Search the records for the word "tests" and copy every line in which it occurs.

● GIVEN RECORDS

==================================================

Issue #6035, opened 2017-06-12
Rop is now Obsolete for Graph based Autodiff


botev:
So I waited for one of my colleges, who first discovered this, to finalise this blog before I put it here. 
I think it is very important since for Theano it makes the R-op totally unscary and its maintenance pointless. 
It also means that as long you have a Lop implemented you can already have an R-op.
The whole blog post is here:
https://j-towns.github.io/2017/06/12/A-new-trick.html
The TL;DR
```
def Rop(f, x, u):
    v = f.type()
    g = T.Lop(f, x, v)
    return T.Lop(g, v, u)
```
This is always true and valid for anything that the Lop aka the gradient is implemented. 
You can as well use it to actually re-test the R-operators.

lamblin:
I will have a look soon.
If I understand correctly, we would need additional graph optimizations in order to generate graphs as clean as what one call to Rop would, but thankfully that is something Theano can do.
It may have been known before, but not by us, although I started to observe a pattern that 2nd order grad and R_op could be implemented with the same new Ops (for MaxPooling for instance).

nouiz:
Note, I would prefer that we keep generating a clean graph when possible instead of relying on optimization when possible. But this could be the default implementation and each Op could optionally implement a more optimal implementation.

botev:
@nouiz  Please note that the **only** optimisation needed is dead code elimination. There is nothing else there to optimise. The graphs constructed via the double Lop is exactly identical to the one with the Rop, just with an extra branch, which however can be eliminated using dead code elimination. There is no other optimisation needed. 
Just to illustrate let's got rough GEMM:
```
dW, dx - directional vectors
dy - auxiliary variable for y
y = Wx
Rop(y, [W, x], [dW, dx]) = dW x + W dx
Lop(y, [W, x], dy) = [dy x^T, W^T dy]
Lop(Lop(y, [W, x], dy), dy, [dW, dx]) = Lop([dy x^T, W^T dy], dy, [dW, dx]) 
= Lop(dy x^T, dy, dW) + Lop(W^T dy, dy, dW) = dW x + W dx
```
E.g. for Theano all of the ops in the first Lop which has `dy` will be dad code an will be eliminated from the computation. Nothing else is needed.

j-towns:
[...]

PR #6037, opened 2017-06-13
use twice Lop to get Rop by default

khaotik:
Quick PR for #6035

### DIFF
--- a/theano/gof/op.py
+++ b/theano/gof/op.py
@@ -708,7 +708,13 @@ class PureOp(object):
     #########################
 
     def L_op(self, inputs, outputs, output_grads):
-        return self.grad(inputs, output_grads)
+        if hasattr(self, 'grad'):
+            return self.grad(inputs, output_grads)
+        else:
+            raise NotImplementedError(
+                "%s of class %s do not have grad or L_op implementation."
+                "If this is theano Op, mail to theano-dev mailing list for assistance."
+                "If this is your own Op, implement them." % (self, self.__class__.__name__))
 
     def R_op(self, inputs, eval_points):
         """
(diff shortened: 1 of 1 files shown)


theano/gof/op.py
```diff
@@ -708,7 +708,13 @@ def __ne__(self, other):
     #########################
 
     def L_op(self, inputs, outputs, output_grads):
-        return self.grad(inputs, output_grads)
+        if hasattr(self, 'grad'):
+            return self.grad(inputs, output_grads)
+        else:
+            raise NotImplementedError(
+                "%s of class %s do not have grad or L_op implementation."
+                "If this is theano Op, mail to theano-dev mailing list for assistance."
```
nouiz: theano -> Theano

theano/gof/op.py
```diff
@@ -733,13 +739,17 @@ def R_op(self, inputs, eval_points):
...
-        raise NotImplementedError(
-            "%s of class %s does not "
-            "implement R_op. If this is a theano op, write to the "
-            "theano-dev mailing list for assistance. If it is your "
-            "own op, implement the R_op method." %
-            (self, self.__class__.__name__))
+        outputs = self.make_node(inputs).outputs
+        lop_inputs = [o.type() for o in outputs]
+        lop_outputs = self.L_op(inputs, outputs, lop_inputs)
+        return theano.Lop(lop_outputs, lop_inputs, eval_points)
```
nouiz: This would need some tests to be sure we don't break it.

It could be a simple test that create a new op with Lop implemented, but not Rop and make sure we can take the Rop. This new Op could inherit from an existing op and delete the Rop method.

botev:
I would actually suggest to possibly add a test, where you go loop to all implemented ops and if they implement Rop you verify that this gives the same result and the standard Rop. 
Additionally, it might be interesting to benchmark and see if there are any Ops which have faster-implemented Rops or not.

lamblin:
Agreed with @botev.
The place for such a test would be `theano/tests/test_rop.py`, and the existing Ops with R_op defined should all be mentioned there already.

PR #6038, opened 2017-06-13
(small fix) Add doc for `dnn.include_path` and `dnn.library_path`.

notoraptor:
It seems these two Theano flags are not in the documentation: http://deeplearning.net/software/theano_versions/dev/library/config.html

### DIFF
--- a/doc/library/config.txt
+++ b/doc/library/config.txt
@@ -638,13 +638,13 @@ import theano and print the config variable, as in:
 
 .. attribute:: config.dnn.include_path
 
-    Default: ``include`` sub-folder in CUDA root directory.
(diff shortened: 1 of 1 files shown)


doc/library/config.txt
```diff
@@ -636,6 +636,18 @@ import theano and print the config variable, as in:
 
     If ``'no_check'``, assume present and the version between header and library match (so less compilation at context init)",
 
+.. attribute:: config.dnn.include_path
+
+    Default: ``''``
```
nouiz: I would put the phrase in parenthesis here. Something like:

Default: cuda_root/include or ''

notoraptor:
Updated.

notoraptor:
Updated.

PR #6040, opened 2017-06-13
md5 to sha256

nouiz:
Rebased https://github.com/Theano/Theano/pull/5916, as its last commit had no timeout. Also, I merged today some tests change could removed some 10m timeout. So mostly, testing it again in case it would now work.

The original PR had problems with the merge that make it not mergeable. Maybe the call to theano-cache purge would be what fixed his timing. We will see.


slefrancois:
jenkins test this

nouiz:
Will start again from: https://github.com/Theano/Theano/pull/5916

==================================================

● ANSWER TO THE PROBLEM
nouiz: This would need some tests to be sure we don't break it.
The place for such a test would be `theano/tests/test_rop.py`, and the existing Ops with R_op defined should all be mentioned there already.
Rebased https://github.com/Theano/Theano/pull/5916, as its last commit had no timeout. Also, I merged today some tests change could removed some 10m timeout. So mostly, testing it again in case it would now work.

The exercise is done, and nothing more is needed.